A migrant contemplates the rising ocean

Wing-splayed, I am that dirt white moth

at rest on a redbrick wall.

My time is short

                           but unrestrained:

all your well-mannered shrubbery

has been consumed.

                                I must fly on      or die

before I reach the coast.

There, in newly engineered revetments,

concrete is stacking up:

the work of years, shielded by hoardings.

Sea defence. Its PR low-down tells me

we won’t be overwhelmed

                              at least in my lifespan.

                 

viii. 2025

 

 many thanks to Casey Jarrin for the moth

We have started to crack open the door

as if it were a safe.

From our hiding place in a tiny slice of dark matter,

we must now step through.

 

You are one of thousands

smashing particles, scouring the standard model

for some due cause

                                 of its collision debris.

But the clash of geometry and pure chance discloses

no obvious motive        yet.

 

And I am camouflage,

have passed every experimental test you’ve set

so far.     

           Beyond the AI mirror

where ripples of quantum light annihilate,

my deeper structures pulse.

 

It is too early to party –

that’s the second thing you should know.

We could still detonate the landmines

there        beneath our skin.

 

 viii. 2025

Activities of daily living

 

Back from the refill shop, weighed down

with staples, I pour loose flour into Kilner jars

watchful not to spill the meanest scruple.

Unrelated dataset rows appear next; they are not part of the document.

PR #292, opened 2023-01-18
fix quickstart docker-compose setup

ekneg54:
* this fixes the quickstart and deletes redundant Dockerfile


herrfeder (approved):
Yes, I checked the build process for the Logprep Container on my own machine. Actually it's good that you removed the Layers that requires BuildKit as it isn't necessary here in my opinion. Well, newer versions of docker already come with builtin BuildKit support, therefore it doesn't matter at all :)

Additionally I would recommend to clean the apt cache after the last apt call to have minor improvements in terms of image size.

PR #1310, opened 2026-09-18
Do not rebuild package version on commit + Enable `/MP` flag on CI

JakaMohorko:
# Brief
Provide `OPENDAQ_PACKAGE_VERSION` through a generated header. Use `/MP` for VS CI jobs.

## Overview
Rebuild less after a commit and use all cores on the Visual Studio lanes

- Provide `OPENDAQ_PACKAGE_VERSION` through a generated header instead of a global compile definition, so a new revision rebuilds only the files that include it.
- Let the Visual Studio CI lanes compile with `/MP`.


alexadereyko (approved):
Looks good to me

PR #1311, opened 2026-09-18
Speed up and stabilize the device module tests

JakaMohorko:
# Brief

Add the `ScanOnAdd` option to skip the network scan on `addDevice`; tests wait for state instead of sleeping; declare `RESOURCE_LOCK` for parallel ctest; write a minidump on access violations.

# Overview

- Replace fixed sleeps and packet counts with waits for the expected state.
- Add the `ScanOnAdd` option: system-wide through `ModuleManager.ScanOnAdd`, and per call through the `General` add-device config property, which defaults to the option. When off, `addDevice` does not scan the network; a smart `daq://` connection string then fails unless an earlier scan already listed the device. The device module tests turn it off.
- Declare the ports and mDNS each test binary occupies through `RESOURCE_LOCK`, including fetched module tests, and add the `run_tests_parallel` preset.
- Write a minidump when a test process hits an access violation on Windows, before gtest reports the failure.

> **Note:** `ScanOnAdd` is a temporary home on the current `General` config object. The add-device config rework will move it into the new `IAddDeviceConfig` interface under the same name and semantics.


tests/integration/test_opendaq_device_modules/test_helpers/test_helpers.h
```diff
@@ -346,6 +336,98 @@ namespace test_helpers
...
+    {
+        const auto deadline = std::chrono::steady_clock::now() + timeout;
+        while (!condition())
+        {
+            if (std::chrono::steady_clock::now() >= deadline)
+                return false;
+            std::this_thread::sleep_for(std::chrono::milliseconds(20));
+        }
+        return true;
+    }
```
tomaz-cvetko: I introduced the same concept (slightly different signature) in my flakiness fix. It is located higher up in this file. I think we should just keep one of those. The sleeping period is probably not that important/variable so I suggest that we delete the template <typename Predicate> waitFor and keep this one.

tomaz-cvetko (approved):
It (especially ScanOnAdd) looks good to me.

PR #1315, opened 2026-09-21
Fix MacOS packaging + install missing header

JakaMohorko:
# Brief

Install the crash dump header and resolve the macOS package resources from the openDAQ tree.


NikolaiShipilov (approved):

alexadereyko (approved):
Looks good to me

PR #111, opened 2020-05-29
fixing suffixes

choldgraf:


choldgraf:
closing because this is actually a bug in JB

PR #123, opened 2020-06-19
Feature/add colab launch button

### LINKED ISSUE #107: Permit Colab links in addition to or instead of Binder links
It is nice and easy to turn any Jupyter notebook on GitHub into an executable one on Colab by simply visiting any URL of the form `https://colab.research.google.com/github/USER/REPO/blob/master/PATH/FILENAME.ipynb`.  This is often more desirable than Binder because of the much faster load time of the Colab environment than the Binder one, and of course the ability to save your own copies of notebooks.  Could this be an option in jupyter-book, at least for those books published to GitHub?

lewtun:
* Add launch button for Google Colab
Screen Shot 2020-06-19 at 10 52 41 am
* Add file regression test for launch buttons. This supersedes the unit test for launch button URLs and thus the assertions in `test_build_book` are removed.
* Remove JupyterHub launch button from docs configuration since it points to a Berkeley server that is not accessible by the public. Note that we keep the JupyterHub launch button in the test configuration since we wish to test the HTML itself is correct (not the accesssibility of a valid URL).

Closes #107


tests/test_build.py
```diff
@@ -59,6 +59,10 @@ def test_build_book(file_regression, sphinx_build):
             f"https://datahub.berkeley.edu/hub/user-redirect/git-pull?repo=https://github.com/executablebooks/sphinx-book-theme&urlpath=lab/tree/sphinx-book-theme/TESTPATH/{path}"  # noqa E501
             in ntbk_text
         )
+        assert (
```
choldgraf, line 62: I think that we can remove all of the `assert` statements now that you're using the regressions test

lewtun: done!

lewtun:
Thanks for the feedback @choldgraf! I've made the changes you suggested and updated the description of the PR accordingly. I'm happy to take care of the tweak to Jupyter Book once the next release of SBT is out.

choldgraf:
nice! this is looking good to me! let's give it a merge and then get it into Jupyter Book! I'll cut a SBT release now.

I just double-checked and in Jupyter Book, the config should automatically work (https://github.com/executablebooks/jupyter-book/blob/master/jupyter_book/yaml.py#L30). So, the only PR that's needed there is to document this feature! Wanna do that?

Thanks for the improvement! 🎉

lewtun:
sure, happy to take care of the docs in Jupyter Book! thanks for helping out with the review 😃

PR #125, opened 2020-06-24
using sphinx-thebelab

choldgraf:
This removes thebelab-specific JS from this repository and uses `sphinx-thebelab` instead.

cc @akhmerov - here's an example of how we can use `sphinx-thebelab` to build on top of it, WDYT


akhmerov:
Looks good!

Shouldn't configuring the extension this also go into theme itself? Every user of the book theme will have the same selectors.

choldgraf:
@akhmerov yeah I was thinking that too. We could just "update" the `sphinx-thebelab` configuration with whatever is in the sphinx-book-theme?

akhmerov:
Exactly, that's what I was thinking as well.

choldgraf:
@akhmerov just made some pushes to update the UI and configurability. What do you think?

(note taht I also realized that the binder environment doesn't actually work with the code that's here 😬 but that's fixed in this PR, just won't work until it's merged)

choldgraf:
gonna merge this so that we can try it out and see how it works

akhmerov:
Sorry, late to the party. Everything looks good at a glance.

The only things I noticed were:

- The branch could be potentially obtained from git, as opposed to being `master`
- `thebe_config.get("selector_input", "") + ",.cell_input div.highlight"` could seemingly produce an illegal selector if the first part is empty. Shouldn't this be `','.join(...)`?

choldgraf:
ah that's why I'm `lstrip`ing everything just after that :-)

re: the branch obtained from git...could you clarify a bit?

akhmerov:
e.g. using the output of `git rev-parse --abbrev-ref HEAD` instead of `master`. Not sure whether it's a reasonable default: it would slow down binder on PRs due to rebuilding the image, but would allow testing easier.

choldgraf:
maybe we should re-name "branch" to "ref"? Then it could point to commits etc

akhmerov:
I didn't mean the name of the variable as much as actually doing `subprocess.check_output` to see whether we are in a git repository and whether we can infer a good branch name. Also not hard-coding `master` is maybe a good idea with the discussions of alternative default branch names.

choldgraf:
ahhh I see what you mean - so you mean if no explicit branch is given, then try to infer the branch from the current repository, and if that doesn't work then defer to `master`?

akhmerov:
Yes, exactly!

choldgraf:
it's a cool idea - wanna open up an issue about it?

akhmerov:
Sounds good, I was just wondering: should it be here or in sphinx-thebelab?

choldgraf:
good point - probably sphinx-thebelab

PR #140, opened 2020-07-29
👌 IMPROVE: Citation handling with config

AakashGfude:
The default behaviour where `superscript_citations=False` :- 

image

When `superscript_citations = True` :- 

image

**Working on adding tests**

### DIFF
--- a/docs/conf.py
+++ b/docs/conf.py
@@ -64,6 +64,7 @@ html_theme_options = {
     "use_issues_button": True,
     "use_repository_button": True,
     "expand_sections": ["reference/index"],
+    "superscript_citations": False
     # For testing
     # "home_page_in_toc": True,
     # "single_page": True
--- a/docs/conf.py
+++ b/docs/conf.py
@@ -63,8 +63,7 @@ html_theme_options = {
     "use_edit_page_button": True,
     "use_issues_button": True,
     "use_repository_button": True,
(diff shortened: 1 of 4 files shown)


choldgraf:
@AakashGfude wanna switch this one up so that we:

* don't use config for this
* but make the default CSS "non-superscript"
* add some docs in an "advanced" or in the "html" section about how to make the refs superscript

?

AakashGfude:
> * add some docs in an "advanced" or in the "html" section about how to make the refs superscript

Just wondering how to achieve this point. A normal user will only install everything though pip right, and won't really access the code base of the installed packages. 
To me, it feels like the only place he will have access to the stylesheet will be in the `html` folder of the `_build` folder, which is temporary as he might have clean builds.

choldgraf:
I was imagining we'd refer to https://jupyterbook.org/advanced/sphinx.html#custom-css-or-javascript and tell people what CSS rules they'd need to add...

AakashGfude:
aah. Thanks @choldgraf , did not know about this feature. Awesome. Still catching up on everything after this long break :sweat_smile:

choldgraf:
@AakashGfude is this ready to go? I assume you wanna add the docs for this in jupyter-book

choldgraf:
gonna merge this in so we can cut a release but feel free to open a new PR to clean stuff up 👍

PR #154, opened 2020-08-06
Drop left sidebar opacity change-on-hover behavior

### LINKED ISSUE #106: Book menu incorrectly displayed in iPad
**Describe the bug**
I have noticed a bug when navigating the following url from an iPad: [https://jupyterbook.org/intro.html](https://jupyterbook.org/intro.html).

The menu is displayed like grayed/transparent on top of the text, and it doesn't look good at all.

**To Reproduce**
You may navigate to the url above from an iPad, or just use chrome developer tools and select iPad.

I have copied below a screenshot showcasing the issue and how to reproduce it.

Screenshot 2020-05-27 at 16 36 19

Hope it helps!

pradyunsg:
Closes #106

### DIFF
--- a/sphinx_book_theme/static/sphinx-book-theme.scss
+++ b/sphinx_book_theme/static/sphinx-book-theme.scss
@@ -601,10 +601,6 @@ button.topbarbtn img {
         background: #c1c1c1;
     }
 
-    @media (min-width: $breakpoint-md) {
-        opacity: 0.6;
-    }
-
     // Hide the scrollbar until hover on wide screens
     @media (min-width: $breakpoint-lg) {
         &:not(:hover) {
@@ -618,10 +614,6 @@ button.topbarbtn img {
               background: #FFFFFF;
             }
         }
-    }
-
-    &:hover {
-        opacity: 1;
     }
 
     h1.site-logo {


pradyunsg:
Thoughts on this?

choldgraf:
I'm a little bit hesitant to do this, as I (personally) like the left sidebar opacity stuff. It is kind-of related to #160 - the reason that the fonts were smaller and in some cases greyed out in the left / right sidebar was in order to really drive the reader's focus to the content on the page. I find that having all of the words be the same font size across those UI elements makes each of them less-distinguishable, and un-greying the left sidebar would be another step in that direction :-/

I think the greying out does have some sub-optimal effects too (most notable for accessibility, I think)...are there other ways that we can more naturally separate the left/right sidebars from the main content and avoid the page looking like a wall of text?

pradyunsg:
Would it be OK to grey out the text instead of using opacity here?

choldgraf:
sure, that works fine for me as well...opacity just seemed like the easiest way to apply this across the whole sidebar (including the logo, headers, etc)

pradyunsg:
OK to merge this, and I file a follow up, or... do you prefer the grey-out-text-unless-hover stuff to be added it this PR?

choldgraf:
Let's merge and iterate 😊

Issue #144, opened 2020-08-06
Design: Don't use different font size for sidebar content


pradyunsg:
**Is your feature request related to a problem? Please describe.**

Font sizing changes in the sidebars make it difficult to read/skim the sidebar's contents and well as make it look out-of-place.

**Describe the solution you'd like**

Use the same size as the content for *all* navigation items in both sidebars.

- The indentation is sufficient to make the "depth" clear.
- Whitespace + bold text can be used for captions and toctrees to separate them visually.

See [readme.com's design for inspiration/idea](https://gist.github.com/pradyunsg/eeb74ac5b580d502c3d0e248310f273f#readmecom).

**Describe alternatives you've considered**

I can't think of any good ones. :)

**Additional context**

I'm happy to try implementing this myself, if there's interest in this idea. :)

pradyunsg:
FWIW, I did manage to draft a few changes toward this. Here are two screenshots (side-by-side) of the before and after.

<img width="226" alt="Screenshot 2020-08-06 at 6 25 02 PM" src="https://user-images.githubusercontent.com/3275593/89534178-2af60a80-d812-11ea-9ff8-3616ae512495.png"><img width="226" alt="Screenshot 2020-08-06 at 6 34 12 PM" src="https://user-images.githubusercontent.com/3275593/89535032-76f57f00-d813-11ea-9a2a-773613196a02.png">

And here's the two full-page demos:

(after)

<img width="1091" alt="Screenshot 2020-08-06 at 6 40 34 PM" src="https://user-images.githubusercontent.com/3275593/89535689-62fe4d00-d814-11ea-97b7-9567ad6afa34.png">

(before)

<img width="1091" alt="Screenshot 2020-08-06 at 6 40 52 PM" src="https://user-images.githubusercontent.com/3275593/89535684-609bf300-d814-11ea-8717-0a53592ca784.png">

chrisjsewell:
Well you have been busy @pradyunsg 😆 
Looks great to me!

choldgraf:
+1 from me, I think that's reasonable and will help with accessibility efforts

choldgraf:
oh wait, I see you've already opened up a PR for this which I missed because **I have like 50 github notifications from you** ;-)

chrisjsewell:
I think this is now closed in #156, but feel free to re-open if not

PR #156, opened 2020-08-06
👌 IMPROVE: Consistent font size in navigation

pradyunsg:
Toward #144

### DIFF
--- a/sphinx_book_theme/static/sphinx-book-theme.scss
+++ b/sphinx_book_theme/static/sphinx-book-theme.scss
@@ -741,12 +741,11 @@ nav.bd-links {
         width: 100%;
     }
 
-    li.toctree-l1 {
-        font-size: 1.2em
-    }
-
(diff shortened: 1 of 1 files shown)


choldgraf:
I think this generally looks good. Though the sidebar feels a little bit cramped now that they're all the same size. I wonder what you think about slightly growing the vertical space between top-level left sidebar sections. So something like:

image

(which I added with this rule)

```css
ul.sidenav_l1 > li {
    margin-bottom: 0.2em;
}
```

pradyunsg:
Definitely! Lemme wrap up dinner and I'll add the .2em to the elements. I *think* we already set margin/padding on li elements, so this should fit right in.

pradyunsg:
Done!

choldgraf:
nice - OK I'm gonna merge this, though perhaps these changes will also relate to the conversation in #160 and we can always iterate further

choldgraf:
thanks @pradyunsg !! 🎉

But I’ve misjudged capacity,

bought more than there is storage for.

The funnel overruns: I ask myself

(were it allowed) how many people could

our surplus feed. And how long for?

 

Here is our laundry, soaked and rinsed and wrung

by hand, or pulled from drum to basket in wet lumps:

the mundane that makes us human,

going out and coming in like a tide.

We do not dress in salt-damp clothes.

My town has fuel enough – its water pumped

and clean. There’s soap to buy.

No dust of demolition in the wind.

 

Replanting our backyard in terracotta

is a long-term proposition, a luxury.

To recover what has been starved,

cut down, polluted and uprooted

needs more than water and new soil.

I gaze at my earth-dirty hands,

believe in century-old harvests, and

grieve at the absence of olive branches.